Living Through the Springtime

It’s a great spring day. The sky is blue, really blue, like a San Franciscan wash over the downtown hotel I stayed in when I was eleven. When I first really noticed and appreciated the sheer enormity and totality that a one-colour sky can hold, sweeping over everything without a whisper of faint white betraying its clarity. I love days like this. When you can go to the park and notice the daffodils coming out to bloom around the edges of the grass. When the city air actually feels clean for once, and you are grateful to take a deep breath and know that this feels good. And when you have the company of a close friend to sit down with and eat lunch together, while idly chatting away over nothing in particular, when then, that’s the ingredients for a damn-near great day. It’s just a shame that it happens that we are only on our lunch break, and work is another half hour away in returning. I don’t want to go back to the office. I want to stay out in the park, where I use to run and play frisbee, and soak in the simple pleasure of this moment. For a little while, I forget the wretchedness of my hangover and smile. All thoughts of exertion and stress escape, and I guess this is what Seneca means when he refers to the importance of leisure. True leisure does not mean having to work hard in order to feel free. It is a nature, spontaneous gift which should be treasured in the too rare snatches of time that we hold back for ourselves. We catch brief glimpses of these moments, and lock them away in our minds, and smile to ourselves when we recall such instances. We are happy that these little instances can form part of our past and are there for our recollection.

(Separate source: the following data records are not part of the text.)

PR #404, opened 2026-07-17
ci: run zizmor directly

johanpel:
# Description

Replace the CI pre-commit wrapper with a direct pinned zizmor invocation.

🤖 Generated with Codex

### DIFF
--- a/.github/workflows/checks.yml
+++ b/.github/workflows/checks.yml
@@ -7,12 +7,13 @@ permissions:
   contents: read
 
 jobs:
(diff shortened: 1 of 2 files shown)


mbrobbel (approved):
What is the motivation for this change?

johanpel:
> What is the motivation for this change?

I find pre-commit annoying, our CI runs quickly, and this was the only check in pre-commit, so it felt a bit weird to configure it like this.

PR #534, opened 2026-08-04
refactor(ui): data flow ui/ux cleanup

### LINKED ISSUE #486: refactor(ui): "follow measure" placeholder should be migrated to default option
Instead of having "follow measure" as a placeholder and implicit default value, it should be an actual select option (selected by default)

Reference: https://github.com/rapidsai/quent/pull/477#issuecomment-5121480387

### LINKED ISSUE #488: bug(ui): data-flow bars distort DAG layout
DAG Nodes change height when data flow is turned on/off, we should re-layout to account for it or otherwise keep the layout consistent (see wiggly arrows below):

Image

### LINKED ISSUE #489: chore(ui): data flow grid wrapping improvements
Headers and values can wrap currently which can make it a little hard to parse, explore ways to mitigate the text wrapping. 

note: there can be 'n' measures so I think a table like this may not scale well in the long run, explore other layouts or locations for the data flow table. 

Image

### LINKED ISSUE #532: refactor(ui): move task activity out of stats panel

### LINKED ISSUE #533: refactor(ui): don't show data flow bars during inactivity

cmatzenbach:
# Description

This takes care of several items related to data flow cleanup:

- Makes "Follow measure" within the "Bar labels" dropdown a selectable (and default) option, rather than just placeholder text - closes #486 
- Hides data flow bars on DAG nodes when empty (rather than displaying empty bars) - closes #533 
- Improves DAG layout to ensure it's reactive to whether or not data flow is active - closes #488 
- Adds tabs to `DAGNodeInfoPanel` and moves data flow activity to second tab, so it is not conditionally rendered on top of the node statistics - closes #532 
- Improves data flow activity grid wrapping (removes wrapping, adds x-min-width and scrolls below that) - closes #489*  

*Arguably this does not close out #532 completely, since part of the ticket was to explore other layout options, but I think we can break that into a second ticket, as for now this fixes the poor text wrapping.

## Related Issues

Closes #486, #533, #488, #532, #489

## Testing

Issue #486:
1. Ensure "Follow measure" is now the default option
2. Ensure the "Follow measure" option works as expected - change the "Flow measure" field and ensure "Bar labels" reacts accordingly

Issue #533
1. Ensure flow bars are no longer visible when there is no data to display and phantom bars are no longer rendered
2. Ensure bars are rendered and display data when there is activity for that node

Issue #488 
1. Verify DAG nodes and edges respond appropriately when data flow is enabled and disabled
2. Make sure edges no longer get weird positioning, as posted through screenshot in issue

Issue #532 
1. Verify `DAGNodeInfoPanel` now has two tabs and that you can switch between them
2. Ensure tabs _do not_ appear when data flow is disabled
3. Verify data flow state activity is now moved to second tab
4. Verify display text appears when there is no activity for the selected node

Issue #489 
1. Reduce the size of the left panel, make sure table becomes horizontally scrollable
2. Verify data flow activity table no longer wraps, and no longer distorts column headers 

## Screenshots

Issue #486 

https://github.com/user-attachments/assets/944daf72-a677-4868-a5ac-2473d6f795ee

Issue #533:

Screenshot_20260805_105821

Issue #488:

Data flow enabled:
Screenshot_20260805_110022

Data flow disabled:
Screenshot_20260805_110101

Issue #532:
image

Issue #489:

https://github.com/user-attachments/assets/d189a726-fc73-4562-9441-2c8e3caeb521


johallar:
for #533 I think we may want to go the placeholder route, instead of removing completely. With logic something like: if there is no per operator data then get rid of the bars and the space at the bottom of the node where the bars would go. If there is operator data but just none for the current operator/timestamp then show some kind of "no data" placeholder.

I had left some comments earlier in the main ticket, all up for discussion of course https://github.com/rapidsai/quent/issues/433

> Showing a placeholder text in the bar or something might be a good option as well, I think the problem is its not clear what the bars are if there's no data displayed.

ui/packages/@quent/components/src/dag/DAGNodeInfoPanel.tsx
```diff
@@ -67,55 +117,43 @@ export const DAGNodeInfoPanel = ({
...
+            value={activeTab}
+            onValueChange={setActiveTab}
+            className="border-t overflow-visible"
+          >
+            <TabsList className="h-7 py-0 px-1 rounded-none">
+              <TabsTrigger value="stats" className="text-xs px-2 py-0.5">
+                Stats
+              </TabsTrigger>
+              <TabsTrigger value="activity" className="text-xs px-2 py-0.5">
+                Activity
```
johallar: What do you think about label being "Data Flow" or similar? 

I think we should also potentially switch to this tab whenever the play button is clicked, or indicate that this tab is "active" in some way.

ui/packages/@quent/components/src/dag/layout.ts
```diff
@@ -6,21 +6,19 @@ import type { Node, Edge } from '@xyflow/react';
 import { DAG_LAYOUT_DIRECTION, type DagLayoutDirection } from '@quent/utils';
 
 export const NODE_LAYOUT_WIDTH = 200;
-const NODE_LAYOUT_HEIGHT = 60;
+export const NODE_LAYOUT_HEIGHT = 60;
+// NodeFlowBar fixed height
+export const FLOW_BAR_HEIGHT = 44;
```
johallar: We should use this to actually size the flow bars to future proof this, if the height changes here or there then the layout will get thrown off again I believe

ui/packages/@quent/components/src/dag/DataFlowMatrix.tsx
```diff
@@ -71,60 +71,69 @@ export const DataFlowMatrix = ({
           · {measureDecl?.display_name ?? frame.measure} during this bin
         </span>
       </div>
-      <table className="mt-1 text-xs w-full border-separate border-spacing-0">
+      <table className="mt-1 text-xs min-w-full border-separate border-spacing-0">
```
johallar: I _think_ you can just apply the `whitespace-nowrap` here instead of on every sub-element, unless that messes some other things up.

ui/packages/@quent/components/src/dag/DAGNodeInfoPanel.tsx
johallar: This would align it with the "settings" title anyways

johallar (approved):
Couple mostly minor things, I think we should iterate on the data flow bars placeholder vs hidden thing and switching to the data flow tab when playing. Approving so you're not held up, love all the tweaks!

PR #537, opened 2026-08-05
fix(io): make event import iteration fallible

johanpel:
# Description

Make importers yield `Result` items so read, framing, and decoding failures are not mistaken for EOF. Recover when the next record boundary is known, otherwise terminate after returning the error.

Generated model and query-engine consumers now propagate item errors. Simulator bridges temporarily collect streams until a follow-up introduces the fallible streaming interface in #520.

## Related Issues

Split off as a small incremental change from #520

_Written by Codex._


dhruv9vats (approved):
LGTM, thanks.

PR #540, opened 2026-08-06
feat(nvtx): capture wide-char (*W) NVTX surface as UTF-8

9prady9:
## Summary

Implements the NVTX `*W` (wide-char / Unicode) callback surface on Linux, where `wchar_t` is 32-bit UTF-32. Each code unit maps directly to a Unicode scalar value via `char::from_u32`; the result enters the event stream as a plain `NvtxMessage::String` — identical to the ASCII surface from the downstream perspective.

- `copy_wchar` iterates a NUL-terminated `wchar_t*` and builds an owned UTF-8 `String`
- All five CORE `*W` callbacks (`MarkW`, `RangeStartW`, `RangePushW`, `NameCategoryW`, `NameOsThreadW`) are now full implementations instead of warn-once stubs
- `NVTX_MESSAGE_TYPE_UNICODE` in event attributes (`nvtxDomainRangePushEx` etc.) is handled in `decode_message` alongside the existing ASCII and registered-string cases
- Only `nvtx-injection` is touched — `nvtx-events`, `nvtx-bridge`, and `nvtx-analyzer` are unchanged since wide strings arrive as `NvtxMessage::String` downstream

## Test plan

- [x] `pixi run cargo test -p nvtx-injection` — 30 tests pass (5 new: `copy_wchar` for ASCII/Unicode/null, `mark_w`, `range_push_w`, `range_start_w`, `unicode_message_type_in_event_attributes_is_decoded`)
- [x] `pixi run cargo test -p nvtx-analyzer -p nvtx-example` — all pass, no downstream changes

### DIFF
--- a/integrations/nvtx/injection/src/callbacks.rs
+++ b/integrations/nvtx/injection/src/callbacks.rs
@@ -14,7 +14,6 @@
 
 use std::os::raw::{c_char, c_int, c_void};
 use std::panic::AssertUnwindSafe;
-use std::sync::atomic::{AtomicBool, Ordering};
 
 use crate::bindings::{
     nvtxDomainHandle_t, nvtxEventAttributes_t, nvtxRangeId_t, nvtxResourceAttributes_t,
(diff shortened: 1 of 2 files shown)


johanpel:
Is there a reason we couldn't just support the wide char APIs, e.g. using: https://github.com/VoidStarKat/widestring-rs to convert?

I have doubts about this work-around since the sentinel values clash with NVTX' spec (e.g. [id uniqueness](https://github.com/NVIDIA/NVTX/blob/dev/c/include/nvtx3/nvToolsExt.h#L871)) and it adds complexity that doesn't need to exist if we were to simply support those APIs.

9prady9:
> Is there a reason we couldn't just support the wide char APIs, e.g. using: https://github.com/VoidStarKat/widestring-rs to convert?
> 
> I have doubts about this work-around since the sentinel values clash with NVTX' spec (e.g. [id uniqueness](https://github.com/NVIDIA/NVTX/blob/dev/c/include/nvtx3/nvToolsExt.h#L871)) and it adds complexity that doesn't need to exist if we were to simply support those APIs.

Its not used anywhere in our current targets and it adds a lot more code which isn't used anywhere. Adding this when there is a consumer is easier with the tools we have now.

> I have doubts about this work-around since the sentinel values clash with NVTX' spec (e.g. [id uniqueness](https://github.com/NVIDIA/NVTX/blob/dev/c/include/nvtx3/nvToolsExt.h#L871)) and it adds complexity that doesn't need to exist if we were to simply support those APIs.

I didn't understand what you mean. Fix is to address the current behavior of no matching start/push for a end/pop, respectively.

johanpel:
> Its not used anywhere in our current targets and it adds a lot more code which isn't used anywhere. Adding this when there is a consumer is easier with the tools we have now.

If the wide-character APIs are not used anywhere, what requires this workaround now?
 
> I didn't understand what you mean. Fix is to address the current behavior of no matching start/push for a end/pop, respectively.

Is the missing captured start/push event caused by something outside our control, or by our choice of not dispatching an event for the *W callbacks?

9prady9:
> > Its not used anywhere in our current targets and it adds a lot more code which isn't used anywhere. Adding this when there is a consumer is easier with the tools we have now.
> 
> If the wide-character APIs are not used anywhere, what requires this workaround now?

Without the surface API to capture these, the push/pops incorrectly get hold of any other push/pop and/or silently don't say anything. We surface a warning when we encounter these by providing the entry points at least.

> 
> > I didn't understand what you mean. Fix is to address the current behavior of no matching start/push for a end/pop, respectively.
> 
> Is the missing captured start/push event caused by something outside our control, or by our choice of not dispatching an event for the *W callbacks?

These are actual nvtx API calls out of our control right, handling them incorrectly is a bug in this crate not the other way around.

johanpel:
> handling them incorrectly is a bug in this crate not the other way around.

Indeed, the bug is that we're not emitting events we're supposed to be emitting. Why is using sentinel values and an additional thread local stack to filter out events better than actually emitting those events?

9prady9:
> > handling them incorrectly is a bug in this crate not the other way around.
> 
> Indeed, the bug is that we're not emitting events we're supposed to be emitting. Why is using sentinel values and an additional thread local stack to filter out events better than actually emitting those events?

You're right, I got it wrong. Updated the PR — `*W` callbacks are now full implementations converting UTF-32 to UTF-8 via `char::from_u32`. Sentinel and suppression machinery gone.

johanpel (approved):
Nice, thanks for adding wide char support @9prady9!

Our return to work has not crushed these minutes. Rather, they lie still as a highlight between artificial lights and computer screens. If I look out the window now, I can see that the monochromatic sky has passed, leaving the day with a betrayal of cloud cover. The sun beats down a pale yellow around the edges of the clouds as they drift slowly across the top of buildings as the afternoon forgets that it was once unblemished. Soon, our daylight will dull, and night will visit, marking the end of another existence. Yet the beautiful fact will remain that people are free to pick and choose their experiences, and decide which ones they want to cherish. There is a maxim that haunts modernity: life is short. Seneca argues that life is long if you know how to use it. Our lives should be concerned with filling our time with happiness and love. For in the words of Kahlil Gibran', in his poem, ‘On Friendship’:

"In the sweetness of friendship, let there be laughter and sharing of pleasures.
For in the dew of little things, the heart finds its morning and is refreshed."